Há duas formas de olhar para isto. Uma é analisar a linha de raciocínio (é uma ideia lógica?); a outra é olhar para os factos (o que sustenta a ideia?). Vamos por partes.

«Na sua estreia como deputado na Assembleia da República, João Cotrim de Figueiredo, da Iniciativa Liberal, disse coisas extraordinárias.

Uma delas foi esta: “O PS sabe que mantendo um país amorfo e resignado tem um grupo de pobres, desesperados e dependentes do Estado que lhe irão dar o voto. A pobreza de muitos é o que segura o PS ao poder.”

A seguir, seguindo as boas práticas aristotélicas, apresentou a moral da história: como o PS só “existe para estar no poder, nunca irá resolver o problema da pobreza”, pois são os pobres que permitem ao PS “manter-se lá”.

Foi o tom de acinte com que a frase foi dita que despertou a minha curiosidade. Há duas formas de olhar para isto. Uma é analisar a linha de raciocínio (é uma ideia lógica?); a outra é olhar para os factos (o que sustenta a ideia?). Vamos por partes.

Cotrim de Figueiredo diz que “os pobres” votam no PS como se fosse um axioma, uma verdade tão óbvia e consensual que dispensa demonstração. Tão inquestionável como dizer “penso, logo existo”. Só um louco tem dúvidas sobre isso.

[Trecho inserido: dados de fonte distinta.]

Issue #14, opened 2021-03-31
Domain bridge crashes with Connext


jacobperron:
I've tried using the bridge with `rmw_connext_cpp` and `rmw_connextdds`, but the program crashes when using either of them.

```
[D0003|Pub(80000008)|T=rt/chatter|CREATE Writer]DDS_DeadlineQosPolicy_is_consistentI:inconsistent QoS policy: period
[D0003|Pub(80000008)|T=rt/chatter|CREATE Writer]DDS_DataWriterQos_is_consistentI:inconsistent QoS policy: deadline
[D0003|Pub(80000008)|T=rt/chatter|CREATE Writer]DDS_Publisher_create_datawriter_disabledI:ERROR: Inconsistent QoS
[ERROR] [1617216731.741343399] [rmw_connextdds]: failed to create DDS writer
[ERROR] [1617216731.741481113] [rmw_connextdds]: failed to allocate RMW_Connext_Publisher
[ERROR] [1617216731.741494351] [rmw_connextdds]: failed to create RMW publisher
terminate called after throwing an instance of 'rclcpp::exceptions::RCLError'
  what():  could not create publisher: Handle's typesupport identifier (rosidl_typesupport_cpp) is not supported by this library, at /home/jacob/ws/ros/latest/src/ros2/rosidl_typesupport/rosidl_typesupport_cpp/src/type_support_dispatch.hpp:111, at /home/jacob/ws/ros/latest/src/ros2/rcl/rcl/src/rcl/publisher.c:114
```

Based on the error message, it doesn't look like Connext is happy with the default deadline value we're providing.

PR #15, opened 2021-04-02
Change default value of deadline and lifespan

jacobperron:
Default to the RMW default value.
This fixes an issue with Connext, which does not handle the same maximum
value as other RMWs.

Fixes https://github.com/ros2/domain_bridge/issues/14

### DIFF
--- a/doc/design.md
+++ b/doc/design.md
@@ -126,15 +126,16 @@ The solution is to have the bridge wait until a publisher becomes available befo
 #### Deadline
 
 Due to possible delays induced by the bridge, it is possible that the original deadline of a publisher may not be met when forwarding to a different domain.
-Furthermore, if deadline is important for the user application, then it is probably better for them to set manually on the bridge.
-Therefore, by default the bridge will assume the RMW defined default value for deadline (typically implying "no deadline"), but allow users to opt-in to matching the publisher value or setting the value manually.
+If a deadline is important for the user application, then it should be set manually on the bridge.
+Therefore, by default, the bridge will use the RMW-defined default value for deadline (typically implying "no deadline").
+Users may set the value manually or configure the bridge to use the original publishers value.
 
 #### Lifespan
 
 The lifespan policy is closely coupled with the history policy.
 Since the bridge is not able to automatically detect the history policy of publishers, it is safer to let the user configure lifespan given their application-specific knowledge.
-For similar reasons as the deadline policy, by default the bridge will assume the RMW defined default value for the lifespan policy.
-Likewise, users can opt-in to matching the publisher value or setting the value manually.
+For similar reasons as the deadline policy, by default the bridge will use the RMW-defined default value for the lifespan policy.
+Likewise, users can set the value manually or configure the bridge to use the original publishers value.
 
 #### Liveliness
 
--- a/doc/design.md
+++ b/doc/design.md
@@ -127,13 +127,13 @@ The solution is to have the bridge wait until a publisher becomes available befo
 
 Due to possible delays induced by the bridge, it is possible that the original deadline of a publisher may not be met when forwarding to a different domain.
 Furthermore, if deadline is important for the user application, then it is probably better for them to set manually on the bridge.
-Therefore, by default the bridge will assume a maximum value for deadline, but allow users to opt-in to matching the publisher value or setting the value manually.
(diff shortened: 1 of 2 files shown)


doc/design.md
```diff
@@ -127,13 +127,13 @@ The solution is to have the bridge wait until a publisher becomes available befo
 
 Due to possible delays induced by the bridge, it is possible that the original deadline of a publisher may not be met when forwarding to a different domain.
 Furthermore, if deadline is important for the user application, then it is probably better for them to set manually on the bridge.
```
mjeronimo, line 129: I'm not following this sentence:

".. if deadline is important for the user application, then it is probably better for them to set manually on the bridge."

Is "them" referring to the deadline? If so, it seems to me it should be either:

* "... if deadlines are important for the user application, then they should be set manually on the bridge.", or
* "... if a deadline is important for the user application, then it should be set manually on the bridge."

doc/design.md
```diff
@@ -127,13 +127,13 @@ The solution is to have the bridge wait until a publisher becomes available befo
...
-Therefore, by default the bridge will assume a maximum value for deadline, but allow users to opt-in to matching the publisher value or setting the value manually.
+Therefore, by default the bridge will assume the RMW defined default value for deadline (typically implying "no deadline"), but allow users to opt-in to matching the publisher value or setting the value manually.
```
mjeronimo, line 130: "Therefore, by default the bridge" could be: "Therefore, by default, the bridge"
I suggest "RMW-defined" versus "RMW defined" 

Is this sentence saying that if the user doesn't specify a value for the deadline then instead of using the publisher's value it will use the RMW-defined default value instead? This is how I understand it after reading it a couple of times, but I'm not 100% sure I understand it correctly. Perhaps it could be something like:

"Therefore, by default, the bridge will use the RMW-defined default value for deadlines. Users may direct to use the original value used by the publisher or another value instead by setting..."

jacobperron: Yes, that's correct: If no value is provided by the user, then the RMW-defined value is used. I've broken this down into multiple sentences as suggestion (thanks!). Is it more clear?

doc/design.md
jacobperron: Updated in f5dcaf8
Let me know if it reads better now.

doc/design.md
```diff
@@ -126,15 +126,16 @@ The solution is to have the bridge wait until a publisher becomes available befo
 #### Deadline
 
 Due to possible delays induced by the bridge, it is possible that the original deadline of a publisher may not be met when forwarding to a different domain.
-Furthermore, if deadline is important for the user application, then it is probably better for them to set manually on the bridge.
-Therefore, by default the bridge will assume the RMW defined default value for deadline (typically implying "no deadline"), but allow users to opt-in to matching the publisher value or setting the value manually.
+If a deadline is important for the user application, then it should be set manually on the bridge.
+Therefore, by default, the bridge will use the RMW-defined default value for deadline (typically implying "no deadline").
+Users may set the value manually or configure the bridge to use the original publishers value.
```
mjeronimo, line 131: publishers value -> publisher's value

doc/design.md
```diff
@@ -126,15 +126,16 @@ The solution is to have the bridge wait until a publisher becomes available befo
...
 
 #### Lifespan
 
 The lifespan policy is closely coupled with the history policy.
 Since the bridge is not able to automatically detect the history policy of publishers, it is safer to let the user configure lifespan given their application-specific knowledge.
-For similar reasons as the deadline policy, by default the bridge will assume the RMW defined default value for the lifespan policy.
-Likewise, users can opt-in to matching the publisher value or setting the value manually.
+For similar reasons as the deadline policy, by default the bridge will use the RMW-defined default value for the lifespan policy.
+Likewise, users can set the value manually or configure the bridge to use the original publishers value.
```
mjeronimo, line 138: publisher's

mjeronimo (approved):

doc/design.md
mjeronimo: Yes, clear now, thanks.

doc/design.md
mjeronimo: Yes, it's clear now.

doc/design.md
jacobperron: 87ae3c2

doc/design.md
jacobperron: 87ae3c2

A seguir, o deputado apresenta as consequências da sua evidência: o PS produz pobres para se manter no poder e por isso que não os quer tirar da pobreza. Favorecer os pobres seria suicídio político. Levada a tese ao extremo, fiquei à espera que Cotrim de Figueiredo aconselhasse o PS a favorecer os ricos. Afinal, seria a melhor forma de manter os pobres na pobreza.